De mon enfance, je crois. J’ai grandi dans une banlieue américaine (Burbank) qui est plus grise que ce qu’on en présente? Je suis de la génération des années 50, de la famille et de l’ère nucléaire: tout le monde doit être heureux et avoir 2,5 enfants… Tout était censé aller pour le mieux mais ce n’était pas la réalité. C’est pourquoi j’aime autant montrer que les choses ne sont pas ce qu’elles semblent être. Notre cité a tendance à catégoriser. Or, on n’a pas une force sans sa contre-force. Dans Mars Attacks!, les martiens étaient la force qui mettaient en évidence cette tendance à la catégorisation. En ce sens, la guerre du Golfe était typique: elle avait son hymne, son propre code visuel, son logo, son propre titre! Les choses ne sont pas si lisses. Dans mon film, tous ceux qui meurent sont ceux qui pensent avoir tout compris sur les Martiens. Et ceux qui ne dressent pas de profils types des Martiens s’en sortent.
Vous vous considérez comme un intellectuel ?
Je suis un gosse de la télé. Mes références philosophiques sont plutôt ( il rit) les Beverly Hillbillies. C’est malheureux…
Que pensez-vous de la découverte d’une vie possible sur Mars ?
Les gens qui sont choqués par l’existence d’une vie sur une autre planète me fascinent. Comme ces types qui construisent leur maison à Malibu et s’effarent que l’océan ait pu l’emporter. Les gens ont vraiment des vues étroites. Ca m’étonne toujours quand tout le monde s”excite autant sur les phénomènes de l’univers parce que, bien evidemment, ça existe!
Vous avez vu des choses ?
Bien sûr. J’ai vu des trucs que je ne peux pas expliquer. A moins qu’un type ait réussi à balancer une assiette en carton 100 mètres plus haut que tout le monde!
Dans une Amérique de plus en plus “correcte”, on sent que vous êtes, vous, à deux doigts de déraper…
J’ai de plus en plus de difficulté à définir ce qui est “politiquement correct” aujourd’hui. On n’arrête pas de hurler sur ce qui est “incorrect” et, en même temps, regardez comment on vous présente les infos! Pour moi, c’est ce qu’il y a de plus dingue. On s’insurge contre la violence dans les films et, après, on vous présente la guerre comme une minisérie, comme une charmante petite chose. Pour moi, Mars Attacks! est certes une fiction, mais, au bout du compte, il est assez bizarrement réaliste dans notre monde complètement cinglé.
Mars Attacks! est bourré de vert et de rouge, les couleurs de Noël… Noël est très présent dans vos films…
Noël est un moment heureux mais c’est aussi le moment où les gens se suicident le plus!
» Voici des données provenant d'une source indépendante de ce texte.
PR #10369, opened 2026-06-25
[4.x] Fix fetch responses with a http redirect being parsed as Livewire payloads

### LINKED ISSUE #10365: Livewire continues processing redirected HTML response after handling fetch redirect
### What happened?

When a Livewire update request receives an HTTP redirect (for example because an auth/session middleware redirects to `/login`), the browser `fetch()` follows the redirect and Livewire receives the final HTML response.

Livewire detects `response.redirected === true` and invokes the redirect handler, which eventually calls `window.location.href = response.url`. However, the request flow continues processing the already-read response body after that point. Because the body is usually an HTML login page rather than a Livewire JSON payload, Livewire can still try to parse/process the redirected HTML before the browser completes the top-level navigation.

In practice this can cause a brief flash of redirected, unstyled HTML or an error fallback/modal before the navigation to the redirected URL completes.

### Reproduction

1. Have a Livewire component with any action that sends a normal Livewire update request.
2. Make the server respond to that update request with a normal HTTP redirect, such as `302 Location: /login` from an expired session/auth middleware.
3. Trigger the Livewire action after the session expires.
4. The update request is redirected to `/login`, so the final fetch response body is the login page HTML.
5. Livewire calls the redirect handler, but then continues to parse/process that HTML response as if it were the Livewire payload.

### Expected behavior

After Livewire handles a non-prevented `response.redirected` redirect, it should stop processing the response body for that request.

If a userland redirect hook calls `preventDefault()`, then continuing the current flow may still make sense. But when the default redirect behavior actually runs, the request should return early instead of attempting to parse the redirected HTML as JSON.

### Possible fix direction

Have the redirect handler report whether it actually performed the redirect, then return early in the request flow only for non-prevented redirects. Roughly:

```js
if (response.redirected) {
    let handled = handlers.redirect(response.url)

    if (handled) {
        handlers.finish()
        return
    }
}
```

and make the redirect handler return `false` when `preventDefault()` was called, otherwise call `window.location.href = url` and return `true`.

### Why this matters

Applications can work around this by returning JSON/401 for Livewire requests instead of `302`, but a regular Laravel auth/session redirect is a common failure mode. Once Livewire has already decided to perform a top-level redirect, continuing to process the redirected HTML body is surprising and can briefly leak an unstyled intermediate page to users.

joshhanley:
# The Scenario

When a Livewire update request receives a normal HTTP redirect, the browser follows that redirect internally and Livewire receives the final response body. If the redirect target is an HTML page such as a login page, Livewire can briefly show an error modal or log a JSON parse error before the browser finishes navigating to the redirected URL.

```php
use Livewire\Component;

new class extends Component
{
    public function save(): void
    {
        // Any Livewire action that sends an update request...
    }
};
```

```php
public function handle($request, Closure $next)
{
    if ($request->hasHeader('X-Livewire')) {
        return redirect('/login');
    }

    return $next($request);
}
```

# The Problem

Livewire detects `response.redirected` and calls the redirect handler, which sets `window.location.href` to the final fetch URL.

```js
if (response.redirected) {
    handlers.redirect(response.url)
}
```

The request flow then continues into dump detection and JSON parsing when it shouldn't.

```js
if (contentIsFromDump(responseBody)) {
    let dump

    [dump, responseBody] = splitDumpFromContent(responseBody)

    handlers.dump(dump)
}

let responseJson = JSON.parse(responseBody)
```

For normal HTTP redirects followed by `fetch()`, the response body is often the redirected HTML page rather than a Livewire JSON payload. That means Livewire can try to parse HTML as JSON even though it has already started a top-level redirect.

# The Solution

The solution is to treat a redirected fetch response as the end of the Livewire request once the existing redirect handler has run.

Livewire already detects `response.redirected` and calls `handlers.redirect(response.url)`. This change finishes the request and returns immediately after that point, so the redirected HTML body is not passed through dump detection, JSON parsing, or the error modal fallback.

```js
if (response.redirected) {
    handlers.redirect(response.url)
    handlers.finish()

    return
}
```

Fixes #10365

### DIFF
--- a/js/request/index.js
+++ b/js/request/index.js
@@ -527,6 +527,9 @@ async function sendRequest(request, handlers) {
 
     if (response.redirected) {
         handlers.redirect(response.url)
+        handlers.finish()
+
+        return
     }
 
     /**
--- a/src/Features/SupportRedirects/BrowserTest.php
+++ b/src/Features/SupportRedirects/BrowserTest.php
@@ -2,15 +2,38 @@
 
 namespace Livewire\Features\SupportRedirects;
 
-use Livewire\Attributes\On;
-use Tests\BrowserTestCase;
-use Livewire\Livewire;
-use Livewire\Component;
-use Livewire\Attributes\Reactive;
+use Closure;
+use Illuminate\Http\Request;
 use Illuminate\Support\Facades\Route;
+use Livewire\Attributes\On;
+use Livewire\Attributes\Reactive;
+use Livewire\Component;
+use Livewire\Livewire;
+use Symfony\Component\HttpFoundation\Response;
+use Tests\BrowserTestCase;
 
 class BrowserTest extends BrowserTestCase
 {
+    public static function tweakApplicationHook()
+    {
+        return function () {
+            Livewire::addPersistentMiddleware(RedirectLivewireUpdateToHtml::class);
+
+            Route::get('/redirected-livewire-update', RedirectedLivewireUpdatePage::class)
+                ->middleware(['web', RedirectLivewireUpdateToHtml::class]);
+
+            Route::get('/redirected-livewire-update/login', fn () => response(<<<'HTML'
+                <!DOCTYPE html>
+                <html>
+                    <body>
+                        <h1 dusk="redirected-html">Redirected HTML response</h1>
+                    </body>
+                </html>
+                HTML))
+                ->middleware('web');
+        };
+    }
+
     public function test_can_redirect()
     {
         Livewire::visit([new class extends Component {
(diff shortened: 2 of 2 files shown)


calebporzio:
Traced this — since `handlers.redirect()` hard-navigates via `window.location.href`, there was never a reason to keep processing the body after it fires; the old fall-through just tried to `JSON.parse` the redirected HTML (login page etc.) and spewed a console error mid-navigation. Early return + `finish()` matches the other terminal paths in `sendRequest`. Test middleware setup is a nice realistic repro of an auth redirect hitting an update request. Ready to merge.

One pre-existing quirk this made me notice (not this PR's problem): `response.redirected` is also true for infra-level rewrites of the update endpoint itself (trailing-slash 301, http→https), and in that case we navigate the browser to the update URL rather than processing the payload — that was true before this change too. Probably fine, just noting it in case a report ever comes in.

PR #10370, opened 2026-06-25
[3.x] Fix wire:model.blur recreating deleted array entries

people-sea:

Yes. This fixes a regression in `wire:model.blur` where a stale model update can recreate an array item that was removed by the submit action.

 Yes

No
 Yes.

Fixes a regression where `wire:model.blur` could recreate a deleted array item after submit.

  `blur` is already handled by Livewire, so it should not be forwarded to Alpine's `x-model` modifiers.


calebporzio:
thanks!

PR #10374, opened 2026-06-29
[4.x] Add `Middleware` attribute

ghabriel25:
This PR introduces a new `#[Middleware]` attribute like Laravel [middleware attribute](https://laravel.com/docs/13.x/controllers#middleware-attributes) allowing users to apply middleware directly to individual component actions/methods only.

**Important Note**
- Only for component actions/methods
- Only support string as an argument (either full class name or middleware alias)
- `Closure` as argument **not supported** yet (Require php8.5)
- Middleware still need to be registered as `PersistentMiddleware` (See: [Configuring persistent middleware](https://livewire.laravel.com/docs/4.x/security#configuring-persistent-middleware))

To be honest, I really want to make this work as `PersistentMiddleware` but component hook runs after mechanism and I couldnt find a way to implement it as applicable middleware.

Therefore I use the same flow to apply the middleware into pipeline using `Utils::applyMiddleware()`. 

The first obstacle was middleware can return `RedirectResponse` which will throw an error if handled by Livewire. So, inside attribute component hook I restore Laravel redirector back into container to handle it as general redirect (not Livewire navigate).

# Examples

### Basic usage

```php
#[Middleware('auth')]
#[Middleware(EnsureEmailsVerified::class]
public function showContent()
{
    //
}

#[Middleware('guest')]
{
    //
}
```

### Authorization as middleware using component property

```php
public Post $post;

public function editPost()
{
    //
}
```

### Authorization as middleware using method parameter

```php
public function editPost(Post $post)
{
    //
}
```

### Trigger middleware with an event

```php
#[On('mark-as-read')]
#[Middleware('auth')]
public function markAsRead()
{
    //
}
```


joshhanley:
@ghabriel25 can you please mark this as draft until you are finished working on it? Thanks!

ghabriel25:
Hi @joshhanley Sorry for that. I just finish my last check. Its ready for review now, thanks!

src/Features/SupportActionMiddleware/SupportActionMiddleware.php
```diff
@@ -0,0 +1,50 @@
...
+
+    protected static function restoreOriginalRedirector()
+    {
+        $redirectorCacheStack = SupportRedirects::$redirectorCacheStack;
+
+        if (empty($redirectorCacheStack)) return;
+
+        $lastIndex = array_key_last($redirectorCacheStack);
+
+        $cachedRedirector = SupportRedirects::$redirectorCacheStack[$lastIndex];
```
ghabriel25: Should be

```php
$cachedRedirector = $redirectorCacheStack[$lastIndex];
```

calebporzio (commented):
Hey @ghabriel25 — I appreciate the ambition here, and the writeup is honest about the constraints you hit, which I respect. I checked out the branch, ran your new `SupportActionMiddleware` tests (all 8 pass) and the full unit suite (green). But after kicking the tires I don't think we should take this in its current shape — and honestly, the workarounds it needed are the tell.

Two concrete problems I verified locally:

**1. Non-persistent middleware silently no-ops — a security footgun.** `filterMiddlewareByPersistentMiddleware()` drops anything not registered as persistent middleware, without any warning. I added this test to your branch locally and it *passes*:

```php
// BlockEverything aborts(403) unconditionally, but isn't persistent middleware...
    #[Middleware(BlockEverything::class)]
    public function protectedAction() { Session::put('should-have-been-blocked', true); }
})
->call('protectedAction')
->assertOk(); // passes — the "protection" was silently skipped
```

A user who writes `#[Middleware('verified')]` or a custom middleware class will believe the action is protected when it isn't. Yes, it's documented in the PR body, but an attribute named `Middleware` that silently ignores most middleware is a trap we can't ship. (Your own `test_can_apply_multiple_middleware_to_action` hits this: `MiddlewareTest::class` gets filtered out, and the assertions after `expectException` never execute.)

**2. The redirector swap breaks Livewire redirects for any action carrying the attribute.** Because `SupportActionMiddleware` restores Laravel's redirector globally whenever the called method has a `#[Middleware]` attribute, `redirect()` inside that action stops going through Livewire. Verified:

```php
#[Middleware('auth')]
public function goSomewhere() { return redirect('/somewhere'); }
// ->call('goSomewhere')->assertRedirect('/somewhere') FAILS
// remove the attribute and it passes
```

Stepping back on direction: the fact that this needed persistent-middleware filtering, a global redirector swap, and special-casing `can:` into `BaseAuthorize` (duplicating what `#[Authorize]` already does) tells me HTTP middleware just doesn't map cleanly onto component actions — middleware wants a request/response pipeline, and actions aren't that. For the main real use cases we already have `#[Authorize]`, and I'd rather grow that family (dedicated action-level attributes) than expose the middleware stack here.

So I'm going to pass on this one as a feature — genuinely not a knock on the effort, the tests are thorough and the code is easy to follow. If you want to keep pulling on the thread, an issue/discussion proposing the API first would be the right next step before more implementation work.

One small aside that IS worth keeping: your `SupportEvents` addition uses `is_subclass_of($i, BaseMiddleware::class)`, which has the exact base-class-excluded quirk you fixed in #10384 — worth remembering if any of this gets revived.

ghabriel25:
Hi @calebporzio Thanks for the review. Here are some thoughts from me for your inputs

1. I can remove the filtering from persistent middleware but still remove all closure middleware. This way, the middleware still works even without being registered as persistent middleware. I also can filter all authorization based middleware if you prefer only general middleware should be applied for this attribute

2. I can work for this to find another solution so it doesnt break Livewire redirect feature.

Otherwise, feel free to close this. Thanks!

ghabriel25:
@calebporzio I think you're right about this approach. It seems not reliable applying middleware after mechanism already run and I really appreciate your inputs.

Therefore I'll close this one and re-open https://github.com/livewire/livewire/pull/10382 which apply the middleware to the route level based on action.

PR #10375, opened 2026-06-30
[4.x] Fix form `validateOnly()` keeping previous field messages

### LINKED ISSUE #10372: Duplicate validation errors when using Form classes
### Livewire version

v4.3.3

### Laravel version

v13.17.0

### PHP version

8.5.7

Safari on macOS

When validating properties within `Livewire\Form` classes, real-time validation appears to retain validation messages from the previous failed validation attempt.

```php
<?php

namespace App\Livewire;

use Livewire\Component;

{
    public ExampleForm $form;
}
```

```php
<?php

namespace App\Livewire\Forms;

use Livewire\Form;

{
    #[Validate('required|int')]
    public $number = '';
}
```

```blade
<div>
    <input type="text" wire:model.live="form.number" />

    @dump($errors->get('form.number'))
</div>
```

Image

Image

Image

The error bag should only contain validation error messages from the current request.

billyonecan:
Fixes #10372

## Summary

This fixes an issue where validation errors from the previous Livewire request are merged into the current request. As a result, form object `validateOnly()` can display duplicate or stale validation messages for the field being validated.

The fix mirrors what `Livewire\Features\SupportValidation\HandlesValidation` does by excluding the current field when merging messages from the component's error bag.

## Testing

A regression test has been added to cover this issue. The new test fails before this change with the following assertion:

```text
1) Livewire\Features\SupportFormObjects\UnitTest::test_validate_only_does_not_merge_stale_validation_errors
Failed asserting that two arrays are equal.
--- Expected
+++ Actual
@@ @@
 Array (
     0 => 'The title field is required.'
+    1 => 'The title field is required.'
)
```

### DIFF
--- a/src/Features/SupportFormObjects/Form.php
+++ b/src/Features/SupportFormObjects/Form.php
@@ -47,7 +47,7 @@ class Form implements Arrayable
             return $this->parentValidateOnly($field, $rules, $messages, $attributes, $dataOverrides);
         } catch (ValidationException $e) {
             invade($e->validator)->messages = $this->prefixErrorBag(invade($e->validator)->messages)->merge(
-                $this->getComponent()->getErrorBag()
+                $this->getComponent()->errorBagExcept($this->getPropertyName().'.'.$field)
             );
 
             invade($e->validator)->failedRules = $this->prefixArray(invade($e->validator)->failedRules);
--- a/src/Features/SupportFormObjects/Form.php
+++ b/src/Features/SupportFormObjects/Form.php
@@ -47,7 +47,7 @@ class Form implements Arrayable
             return $this->parentValidateOnly($field, $rules, $messages, $attributes, $dataOverrides);
         } catch (ValidationException $e) {
             invade($e->validator)->messages = $this->prefixErrorBag(invade($e->validator)->messages)->merge(
-                $this->getComponent()->errorBagExcept($this->getPropertyName().'.'.$field)
+                $this->getComponent()->errorBagExcept($this->getPropertyName() . '.' . $field)
             );
 
             invade($e->validator)->failedRules = $this->prefixArray(invade($e->validator)->failedRules);
--- a/src/Features/SupportFormObjects/UnitTest.php
+++ b/src/Features/SupportFormObjects/UnitTest.php
@@ -297,17 +297,22 @@ class UnitTest extends \Tests\TestCase
         ;
     }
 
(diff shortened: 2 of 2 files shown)


joshhanley (approved):
@billyonecan thanks for the PR! All looks good to me. I did update the test to more closely reflect the issue you were experiencing, with `required` errors still being shown after it passed and should be showing `integer` errors.

---

# The Scenario

When a form object property is validated as it is updated, the error bag should only contain messages from the current validation pass for that property.

If a field first fails `required` validation and then later fails `integer` validation, the rendered error messages can contain both the current and previous failures:

```php
[
    'The number field must be an integer.',
    'The number field is required.',
]
```

The expected error bag should only include the current validation failure:

```php
[
    'The number field must be an integer.',
]
```

Image

```php
<?php

namespace App\Livewire\Forms;

use Livewire\Form;

{
    #[Validate(['required', 'integer'])]
    public $number = 1;
}
```

```blade
<?php

use Livewire\Component;

new class extends Component {
    public ExampleForm $form;
}; ?>

<div>
    <input type="text" wire:model.live="form.number" />

    @dump($errors->get('form.number'))
</div>
```

# The Problem

`Livewire\Features\SupportFormObjects\Form::validateOnly()` prefixes form object validation errors before they are stored on the parent component.

When validation fails, it was also merging the component's entire existing error bag back into the validator. That preserved unrelated errors, but it also preserved stale errors for the same form field currently being validated.

This meant a previous `form.number` error could be appended to the new `form.number` error, leaving duplicate or outdated validation messages in the rendered error bag.

# The Solution

The solution is to preserve only existing component errors that do not belong to the form field currently being validated.

Instead of merging the component's whole error bag, `Form::validateOnly()` now excludes the prefixed field key from the preserved errors. This keeps sibling field errors intact while allowing the current field's validation messages to be replaced by the latest validation result.

Image

calebporzio:
Traced this through — it mirrors exactly what `HandlesValidation::validateOnly()` already does at the component level with `errorBagExcept()`, and since that helper uses `str()->is()`, wildcard fields exclude correctly too while stale sibling-key errors are preserved. The test proves replacement rather than just presence by asserting the exact bag contents across two different failing rules. Ready to merge — thanks @billyonecan!

Heads-up: this and #10376 both touch the trailing line of `SupportFormObjects/UnitTest.php`, so whichever merges second needs a trivial rebase.

calebporzio:
makes sense, thanks!

PR #10376, opened 2026-06-30
[4.x] Handle exceptions from form lifecycle hooks

### LINKED ISSUE #10373: `BadMethodCallException` when validating within Form classes
### Livewire version

v4.3.3

### Laravel version

v13.17.0

### PHP version

8.5.7

Safari on macOS

When attempting to validate properties within a `Livewire\Form` class, a `BadMethodCallException` is thrown:

```
Method Livewire\Features\SupportRedirects\Redirector::withInput does not exist.
```

```php
<?php

namespace App\Livewire;

use Livewire\Component;

{
    public ExampleForm $form;
}
```

```php
<?php

namespace App\Livewire\Forms;

use Livewire\Form;

{
    public $number = '';

    public function updated(string $property, mixed $value): void
    {
        $this->validateOnly($property);
    }

    {
        return [
            'number' => 'required|int',
        ];
    }
}
```

```blade
<div>
    <input type="text" wire:model.live="form.number" />
</div>
```

_No response_

I'd expect it to work the same way as it would if it wasn't using a `Form` class.

billyonecan:
Fixes #10373

## Summary

This fixes an issue where exceptions thrown from `Livewire\Form` lifecycle hooks are not handled by Livewire's component exception pipeline.

Form lifecycle hooks are invoked via `wrap($form)`, which dispatches exceptions against the `Form` instance. Since component exception hooks are only registered against `Livewire\Component` instances, exceptions thrown from form hooks bypass Livewire's exception handling and instead propagate to Laravel's global exception handler.

For `ValidationException`, this results in Laravel attempting to generate a redirect response (`Redirector::withInput()`), causing a `BadMethodCallException` during a Livewire request.

**Note**: This implementation handles `Livewire\Form` explicitly within `Wrapped` so that exceptions are dispatched against the owning component. If there's a preferred abstraction for mapping wrapped targets to their exception target, I'm happy to update accordingly.

### DIFF
--- a/src/ComponentHookRegistry.php
+++ b/src/ComponentHookRegistry.php
@@ -82,7 +82,7 @@ class ComponentHookRegistry
         });
 
         on('exception', function ($target, $e, $stopPropagation) {
-            if ($target instanceof Form) {
+            if ($target instanceof \Livewire\Form) {
                 $target = $target->getComponent();
             }
 
--- a/src/ComponentHookRegistry.php
+++ b/src/ComponentHookRegistry.php
@@ -82,7 +82,7 @@ class ComponentHookRegistry
         });
 
         on('exception', function ($target, $e, $stopPropagation) {
-            if ($target instanceof \Livewire\Form) {
+            if ($target instanceof \Livewire\Features\SupportFormObjects\Form) {
                 $target = $target->getComponent();
             }
 
--- a/src/ComponentHookRegistry.php
+++ b/src/ComponentHookRegistry.php
@@ -82,6 +82,10 @@ class ComponentHookRegistry
         });
 
         on('exception', function ($target, $e, $stopPropagation) {
+            if ($target instanceof Form) {
+                $target = $target->getComponent();
+            }
+
             if ($target instanceof \Livewire\Component) {
                 static::proxyCallToHooks($target, 'callException')($e, $stopPropagation);
             }
--- a/src/Features/SupportFormObjects/UnitTest.php
+++ b/src/Features/SupportFormObjects/UnitTest.php
@@ -894,6 +894,17 @@ class UnitTest extends \Tests\TestCase
         ;
     }
 
+    function test_can_perform_validate_only_inside_form_updated_hook()
+    {
+        Livewire::test(new class extends TestComponent {
+            public FormWithValidateOnlyInUpdatedHookStub $form;
+        })
+        ->assertHasNoErrors()
+        ->set('form.number', 'abc')
+        ->assertHasErrors('form.number')
+        ;
+    }
+
     function test_can_reset_and_return_property_with_pull_method()
     {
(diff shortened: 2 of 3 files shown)


joshhanley (approved):
@billyonecan thanks for the PR!

I've made a small change to add the check inside the component hook registry, rather than in wrapped itself. Also added a test that reflects the issue you raised. Otherwise all looks good to me!

---

# The Scenario

When a `Livewire\Form` validates from its update lifecycle hook, Livewire should capture the validation failure and add it to the component error bag.

Instead, the validation exception escapes Livewire’s validation handling. In a browser request, Laravel then tries to convert the validation failure into a redirect response, which causes this error:

```text
Method Livewire\Features\SupportRedirects\Redirector::withInput does not exist.
```

Image

```php
<?php // resources/views/components/⚡example.blade.php

use Livewire\Component;

new class extends Component {
    public ExampleForm $form;
};
?>

<div>
    <input type="text" wire:model.live="form.number" />
</div>
```

```php
<?php

namespace App\Livewire\Forms;

use Livewire\Form;

{
    public $number = '';

    public function updated(string $property, mixed $value): void
    {
        $this->validateOnly($property);
    }

    {
        return [
            'number' => ['required', 'integer'],
        ];
    }
}
```

# The Problem

Validation exceptions are normally handled by Livewire’s component exception hooks, which catch the exception, add the validator errors to the component error bag, and stop the exception from propagating.

Form lifecycle hooks are invoked through `wrap($form)`, so exceptions thrown from those hooks are dispatched against the `Livewire\Form` instance. The component hook registry only forwards exception hooks for `Livewire\Component` instances, which means validation exceptions from form hooks never reach `SupportValidation`.

Once the exception escapes Livewire, Laravel handles it like a normal validation failure and attempts to redirect back with input. During a Livewire request, the redirector has been replaced with Livewire’s redirector, so Laravel ends up calling `withInput()` on the wrong redirector.

# The Solution

The solution is to add form detection to the component hook registry so exceptions from form objects are forwarded through their component.

This lets validation exceptions thrown from form lifecycle hooks flow through the existing component exception hooks.

Image

calebporzio:
Great find @billyonecan, and the registry listener is the right place for this — `Wrapped` is the only thing that fires the `exception` event, so mapping the form to its owning component there lets the whole existing pipeline (`SupportValidation`, user `exception()` hooks, testing support) just work.

One fix I pushed to your branch: the check was against `\Livewire\Form`, which is just the empty surface subclass — every other internal check (`FormObjectSynth::match()`, `SupportFormObjects::update()`, etc.) uses the base `Livewire\Features\SupportFormObjects\Form`, so a form extending the base class directly would have been recognized everywhere except here. Swapped it to the base class and added a regression test covering that case (verified it errors with the original check). Full `SupportFormObjects` suite passes locally.

PR #10378, opened 2026-07-01
[4.x] Refactor `SupportAttributes`

ghabriel25:
I notice that most of `SupportAttributes` lifecycle hook use the same pattern

```php
$this->component
    ->getAttributes()
    ->whereInstanceOf(LivewireAttribute::class)
    ->each(...)
```

It can be extracted to dedicate method and pass the callback

### Before
```php
function boot(...$params)
{
    $this->component
        ->getAttributes()
        ->whereInstanceOf(LivewireAttribute::class)
        ->each(function ($attribute) use ($params) {
            if (method_exists($attribute, 'boot')) {
                $attribute->boot(...$params);
            }
        });
}

function render(...$params)
{
    $callbacks = $this->component
        ->getAttributes()
        ->whereInstanceOf(LivewireAttribute::class)
        ->map(function ($attribute) use ($params) {
            if (method_exists($attribute, 'render')) {
                return $attribute->render(...$params);
            }
        });

    return function (...$params) use ($callbacks) {
        foreach ($callbacks as $callback) {
            if (is_callable($callback)) {
                $callback(...$params);
            }
        }
    };
}
```

### After
```php
function boot(...$params)
{
    $this->getLivewireAttributes()->each(function ($attribute) use ($params) {
        if (method_exists($attribute, 'boot')) {
            $attribute->boot(...$params);
        }
    });
}

function render(...$params)
{
    $callbacks = $this->getLivewireAttributes()
        ->map(function ($attribute) use ($params) {
            if (method_exists($attribute, 'render')) {
                return $attribute->render(...$params);
            }
        });

    return function (...$params) use ($callbacks) {
        foreach ($callbacks as $callback) {
            if (is_callable($callback)) {
                $callback(...$params);
            }
        }
    };
}

protected function getLivewireAttributes()
{
    return $this->component
        ->getAttributes()
        ->whereInstanceOf(LivewireAttribute::class);
}
```

This clean a bit the repetitive code.

### DIFF
--- a/src/Features/SupportAttributes/SupportAttributes.php
+++ b/src/Features/SupportAttributes/SupportAttributes.php
@@ -15,7 +15,7 @@ class SupportAttributes extends ComponentHook
             }
         };
 
-        $this->invokeLivewireAttribute($callback);
+        $this->getLivewireAttributes()->each($callback);
     }
 
     function mount(...$params)
@@ -26,7 +26,7 @@ class SupportAttributes extends ComponentHook
             }
         };
 
-        $this->invokeLivewireAttribute($callback);
+        $this->getLivewireAttributes()->each($callback);
     }
 
     function hydrate(...$params)
@@ -37,7 +37,7 @@ class SupportAttributes extends ComponentHook
             }
         };
 
-        $this->invokeLivewireAttribute($callback);
+        $this->getLivewireAttributes()->each($callback);
     }
 
     function update($propertyName, $fullPath, $newValue)
@@ -103,7 +103,7 @@ class SupportAttributes extends ComponentHook
             }
         };
 
-        $this->invokeLivewireAttribute($callback);
+        $this->getLivewireAttributes()->each($callback);
     }
 
     function destroy(...$params)
@@ -114,7 +114,7 @@ class SupportAttributes extends ComponentHook
             }
         };
 
-        $this->invokeLivewireAttribute($callback);
+        $this->getLivewireAttributes()->each($callback);
     }
 
     function exception(...$params)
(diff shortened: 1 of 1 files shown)


src/Features/SupportAttributes/SupportAttributes.php
```diff
@@ -9,45 +9,40 @@ class SupportAttributes extends ComponentHook
...
     {
-        $this->component
-            ->getAttributes()
-            ->whereInstanceOf(LivewireAttribute::class)
-            ->each(function ($attribute) use ($params) {
-                if (method_exists($attribute, 'boot')) {
-                    $attribute->boot(...$params);
-                }
-            });
+        $callback = function ($attribute) use ($params) {
```
joshhanley: I don't think this should be a temporary variable.

joshhanley (changes requested):
@ghabriel25 thanks for the PR! It makes sense, but I also don't think this is a pain point for maintainability, so up to Caleb whether he wants to merge it or not.

But I don't agree with the `$callback` temporary variables. I actually think it makes it harder to read. I would just inline them again.

src/Features/SupportAttributes/SupportAttributes.php
ghabriel25: Done.

calebporzio (commented):
Thanks @ghabriel25! Since Josh punted the call to me: I'm fine taking this. The extraction is legitimate — same filtered collection built eight times over — and the final revision (with Josh's inline feedback addressed) reads clean to me.

Because refactors of attribute handling are easy to get subtly wrong, I verified it's purely behavior-preserving: `getLivewireAttributes()` returns a fresh filtered collection each call just like the inlined version did (no caching or ordering change), and I ran the full unit suite (1295 tests) plus the SupportRenderless browser tests on this branch — all green.

Good with this one.

calebporzio:
thanks @ghabriel25 !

En Amérique, les gens associent “conte de fées” à “l’histoire joyeuse pour enfants”. En réalité, ces contes sont les histoires les plus sinistres que vous puissiez entendre. Ils se rapprochent davantage du film d’horreur. C’est pour ça que j’essaie toujours de montrer que les apparences sont trompeuses. Batman, le Pingouin…, ils ont tous cette double personnalité. Noël, c’est la lumière et c’est aussi l’obscurité, je dois avouer qu’à chaque fois qu’on m’a foutu sur les genoux du Père Noël quand j’étais gamin, j’étais terrifié! D’abord, c’est qui ce type, avec son gros nez rouge et son truc blanc ?
Une question stupide…
Ok! Réponse stupide…
Pensez-vous que Bill Clinton soit un extraterrestre ?
Ce n’est pas du tout une question stupide. Ce n’est peut-être pas un alien, mais plutôt un robot…En fait, je dirais que c’est un androïde d’une autre planète.